In the records below, count each line where the word "generated" appears, and reply with that number only.

▸ Stored items
================
PR #480, opened 2022-06-02
Managed Identity for Azure VM, App Service, Service Fabric, etc.

### LINKED ISSUE #548: Generate access token for a Managed identity
**Bug description**

I am an Azure costumer. I can't use MSAL to generate an access token for the scope of my app reg using my managed identity.

I have this setup:
- I deployed an Azure function app that is validating access token of an Application registration. It checks that the Client has the correct role.
- I have a compute instance that is assigned a Managed identity. I want to send a HTTP request to my azure function with an access token generated for my Managed Identity.

It might be related to #58 

**To Reproduce**
1. Create an app reg with a custom role
2. Create a managed identity
3. Assign the custom role to the managed identity
4. Create a compute instance and assigned it the managed identity
5. In the compute instance run:
```python
from azure.identity import ManagedIdentityCredential
cred = ManagedIdentityCredential(client_id="<managed-identity-client-id>")
token = cred.get_token("api://<app-reg-client-id>/.default")
```
The code will run indefinitely

**Expected behavior**
After running `token = cred.get_token("api://<app-reg-client-id>/.default")` the token should be generated

**What you see instead**
image
Code is still running and no token is generated.

1.21.0

rayluo:
Note: This is a proof-of-concept, which means there is no guarantee that this behavior will be eventually included into MSAL Python.

There are two new APIs added.

* ~The high level API works for your confidential client which federated with a managed identity.~ This will be moved into a separated PR for its own consideration.
  ```python
   import msal
   cca = msal.ConfidentialClientApplication(
       "my_client_id",
       client_credential=msal.SystemAssignedManagedIdentity(),  # Or it can be an msal.UserAssignedManagedIdentity(client_id="guid")
       ...)
   result = cca.acquire_token_for_client(scopes["scope1", "scope2"])  # It uses scopes
  ```

* The low level API acquires token for managed identity

   ```python
   import msal, requests
   mi = msal.ManagedIdentityClient(
       msal.SystemAssignedManagedIdentity(),  # Or it can be an msal.UserAssignedManagedIdentity(client_id="guid")
       http_client=requests.Session(),  # This is a required parameter
       token_cache=msal.TokenCache(),  # Optional. In your production code, you shall persist a SerializableTokenCache https://msal-python.readthedocs.io/en/latest/#msal.SerializableTokenCache
   )
   result = mi.acquire_token_for_client(resource="resource_abc")  # It uses resource
   ```

More details of the new APIs are available [here](https://msal-python.readthedocs.io/en/mi/#managed-identity).

* In order to test this PR on Azure VM, you would need to:

  1. Create and then ssh into your Azure VM
  1. Install this proof-of-concept by `pip install --force-reinstall "git+https://github.com/AzureAD/microsoft-authentication-library-for-python.git@mi"`
  1. Write your script using the calling pattern above.

* To test this on App Service

  1. [Create your App Service with Python runtime](https://learn.microsoft.com/en-us/azure/app-service/quickstart-python?tabs=flask%2Cwindows%2Cazure-cli%2Clocal-git-deploy%2Cdeploy-instructions-azportal%2Cterminal-bash%2Cdeploy-instructions-zip-azcli#2---create-a-web-app-in-azure)
  2. [SSH into your App Service](https://learn.microsoft.com/en-us/azure/app-service/configure-linux-open-ssh-session)
  3. Follow the last two steps of Azure VM test method

* To test this on Azure Functions

  1. We have not yet tested it end-to-end, but the Managed Identity in Azure Function is expected to be the same as App Service.

* To test this on Azure Automation (we have not tested this)

  1. [Create your Automation account](https://learn.microsoft.com/en-us/azure/automation/automation-create-standalone-account?tabs=azureportal)
  3. You will need to install `msal` package. But it seems Azure Automation only supports [installing a package with its dependencies from PyPI](https://learn.microsoft.com/en-us/azure/automation/python-3-packages?tabs=py3#import-a-package-with-dependencies). This PR is not currently available from PyPI, so, we are unable to test this.
  4. After step 2, you can [create a new Python runbook](https://learn.microsoft.com/en-us/azure/automation/learn/automation-tutorial-runbook-textual-python-3) and test the Managed Identity

* To test this on Service Fabric

  1. We have not yet tested this end-to-end, but you can reference to the
     [test steps in Azure SDK](https://github.com/Azure/azure-sdk-for-python/blob/main/sdk/identity/azure-identity/tests/managed-identity-live/service-fabric/service_fabric.md)

Note:

* At the end of [this internal document](https://microsoft.sharepoint.com/:w:/t/aad/devex/EXyuh-XFvj5EuoV6w8UuniUBQNg2EzQR5Ey7d_vbKPGayw?e=tTjoNQ), there are brief descriptions for the 6 variations of MIs.
* Cloud Shell's IMDS is NOT part of this PR, because we already provide a higher level API for it in `https://github.com/AzureAD/microsoft-authentication-library-for-python/pull/420`.

Once merged, this PR will resolve #548. Also, it will officially close #487 as the callback is no longer needed.

### DIFF
--- a/msal/application.py
+++ b/msal/application.py
@@ -537,7 +537,11 @@ class ClientApplication(object):
             self.http_client.mount("https://", a)
         self.http_client = ThrottledHttpClient(
             self.http_client,
-            {} if http_cache is None else http_cache,  # Default to an in-memory dict
+            http_cache=http_cache,
+            default_throttle_time=60
+                # The default value 60 was recommended mainly for PCA at the end of
+                # https://identitydivision.visualstudio.com/devex/_git/AuthLibrariesApiReview?version=GBdev&path=%2FService%20protection%2FIntial%20set%20of%20protection%20measures.md&_a=preview
+                if isinstance(self, PublicClientApplication) else 5,
             )
 
         self.app_name = app_name
--- a/msal/managed_identity.py
+++ b/msal/managed_identity.py
@@ -6,6 +6,7 @@ import json
 import logging
 import os
 import socket
+import sys
 import time
 from urllib.parse import urlparse  # Python 3+
 from collections import UserDict  # Python 3+
@@ -507,6 +508,14 @@ def _obtain_token_on_service_fabric(
         raise
 
 
+_supported_arc_platforms_and_their_prefixes = {
+    "linux": "/var/opt/azcmagent/tokens",
+    "win32": os.path.expandvars(r"%ProgramData%\AzureConnectedMachineAgent\Tokens"),
+}
+
+class ArcPlatformNotSupportedError(ManagedIdentityError):
+    pass
+
 def _obtain_token_on_arc(http_client, endpoint, resource):
     # https://learn.microsoft.com/en-us/azure/azure-arc/servers/managed-identity-authentication
     logger.debug("Obtaining token via managed identity on Azure Arc")
@@ -525,7 +534,16 @@ def _obtain_token_on_arc(http_client, endpoint, resource):
             len(challenge) == 2 and challenge[0].lower() == "basic realm"):
         raise ManagedIdentityError(
             "Unrecognizable WWW-Authenticate header: {}".format(resp.headers))
-    with open(challenge[1]) as f:
+    if sys.platform not in _supported_arc_platforms_and_their_prefixes:
+        raise ArcPlatformNotSupportedError(
+            f"Platform {sys.platform} was undefined and unsupported")
+    filename = os.path.join(
+        # This algorithm is documented in an internal doc https://msazure.visualstudio.com/One/_wiki/wikis/One.wiki/233012/VM-Extension-Authoring-for-Arc?anchor=2.-obtaining-tokens
+        _supported_arc_platforms_and_their_prefixes[sys.platform],
+        os.path.splitext(os.path.basename(challenge[1]))[0] + ".key")
+    if os.stat(filename).st_size > 4096:  # Check size BEFORE loading its content
+        raise ManagedIdentityError("Local key file shall not be larger than 4KB")
+    with open(filename) as f:
         secret = f.read()
     response = http_client.get(
         endpoint,
--- a/msal/managed_identity.py
+++ b/msal/managed_identity.py
@@ -330,6 +330,15 @@ def _obtain_token(http_client, managed_identity, resource):
             managed_identity,
             resource,
         )
+    if "MSI_ENDPOINT" in os.environ and "MSI_SECRET" in os.environ:
+        # Back ported from https://github.com/Azure/azure-sdk-for-python/blob/azure-identity_1.15.0/sdk/identity/azure-identity/azure/identity/_credentials/azure_ml.py
+        return _obtain_token_on_machine_learning(
+            http_client,
+            os.environ["MSI_ENDPOINT"],
+            os.environ["MSI_SECRET"],
+            managed_identity,
+            resource,
+        )
     if "IDENTITY_ENDPOINT" in os.environ and "IMDS_ENDPOINT" in os.environ:
         if ManagedIdentity.is_user_assigned(managed_identity):
             raise ManagedIdentityError(  # Note: Azure Identity for Python raised exception too
@@ -346,6 +355,7 @@ def _obtain_token(http_client, managed_identity, resource):
 
 
 def _adjust_param(params, managed_identity):
+    # Modify the params dict in place
     id_name = ManagedIdentity._types_mapping.get(
         managed_identity.get(ManagedIdentity.ID_TYPE))
     if id_name:
@@ -417,6 +427,39 @@ def _obtain_token_on_app_service(
             "error": "invalid_scope",  # Empirically, wrong resource ends up with a vague statusCode=500
             "error_description": "{}, {}".format(
                 payload.get("statusCode"), payload.get("message")),
+            }
+    except json.decoder.JSONDecodeError:
+        logger.debug("IMDS emits unexpected payload: %s", resp.text)
+        raise
+
+def _obtain_token_on_machine_learning(
+    http_client, endpoint, secret, managed_identity, resource,
+):
+    # Could not find protocol docs from https://docs.microsoft.com/en-us/azure/machine-learning
+    # The following implementation is back ported from Azure Identity 1.15.0
+    logger.debug("Obtaining token via managed identity on Azure Machine Learning")
+    params = {"api-version": "2017-09-01", "resource": resource}
+    _adjust_param(params, managed_identity)
+    if params["api-version"] == "2017-09-01" and "client_id" in params:
+        # Workaround for a known bug in Azure ML 2017 API
+        params["clientid"] = params.pop("client_id")
+    resp = http_client.get(
+        endpoint,
+        params=params,
+        headers={"secret": secret},
+        )
+    try:
+        payload = json.loads(resp.text)
+        if payload.get("access_token") and payload.get("expires_on"):
+            return {  # Normalizing the payload into OAuth2 format
+                "access_token": payload["access_token"],
+                "expires_in": int(payload["expires_on"]) - int(time.time()),
+                "resource": payload.get("resource"),
+                "token_type": payload.get("token_type", "Bearer"),
+                }
+        return {
+            "error": "invalid_scope",  # TODO: To be tested
+            "error_description": "{}".format(payload),
             }
     except json.decoder.JSONDecodeError:
         logger.debug("IMDS emits unexpected payload: %s", resp.text)
--- a/msal/managed_identity.py
+++ b/msal/managed_identity.py
@@ -11,7 +11,8 @@ from urllib.parse import urlparse  # Python 3+
 from collections import UserDict  # Python 3+
 from typing import Union  # Needed in Python 3.7 & 3.8
 from .token_cache import TokenCache
-from .throttled_http_client import ThrottledHttpClient
+from .individual_cache import _IndividualCache as IndividualCache
+from .throttled_http_client import ThrottledHttpClientBase, _parse_http_429_5xx_retry_after
 
 
 logger = logging.getLogger(__name__)
@@ -107,6 +108,22 @@ class UserAssignedManagedIdentity(ManagedIdentity):
                 "client_id, resource_id, object_id")
 
 
+class _ThrottledHttpClient(ThrottledHttpClientBase):
+    def __init__(self, http_client, http_cache):
+        super(_ThrottledHttpClient, self).__init__(http_client, http_cache)
+        self.get = IndividualCache(  # All MIs (except Cloud Shell) use GETs
+            mapping=self._expiring_mapping,
+            key_maker=lambda func, args, kwargs: "POST {} hash={} 429/5xx/Retry-After".format(
+                args[0],  # It is the endpoint, typically a constant per MI type
+                _hash(
+                    # Managed Identity flavors have inconsistent parameters.
+                    # We simply choose to hash them all.
+                    str(kwargs.get("params")) + str(kwargs.get("data"))),
+                ),
+            expires_in=_parse_http_429_5xx_retry_after,
+            )(http_client.get)
+
+
 class ManagedIdentityClient(object):
     """This API encapsulates multiple managed identity back-ends:
     VM, App Service, Azure Automation (Runbooks), Azure Function, Service Fabric,
@@ -138,6 +155,7 @@ class ManagedIdentityClient(object):
         *,
         http_client,
         token_cache=None,
+        http_cache=None,
     ):
         """Create a managed identity client.
 
@@ -163,6 +181,10 @@ class ManagedIdentityClient(object):
         :param token_cache:
             Optional. It accepts a :class:`msal.TokenCache` instance to store tokens.
             It will use an in-memory token cache by default.
+
+        :param http_cache:
+            Optional. It has the same characteristics as the
+            :paramref:`msal.ClientApplication.http_cache`.
 
         Recipe 1: Hard code a managed identity for your app::
 
@@ -191,12 +213,21 @@ class ManagedIdentityClient(object):
             token = client.acquire_token_for_client("resource")
         """
         self._managed_identity = managed_identity
-        if isinstance(http_client, ThrottledHttpClient):
-            raise ValueError(
-                # It is a precaution to reject application.py's throttled http_client,
-                # whose cache life on HTTP GET 200 is too long for Managed Identity.
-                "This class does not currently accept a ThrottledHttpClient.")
================
▸ The completed task
3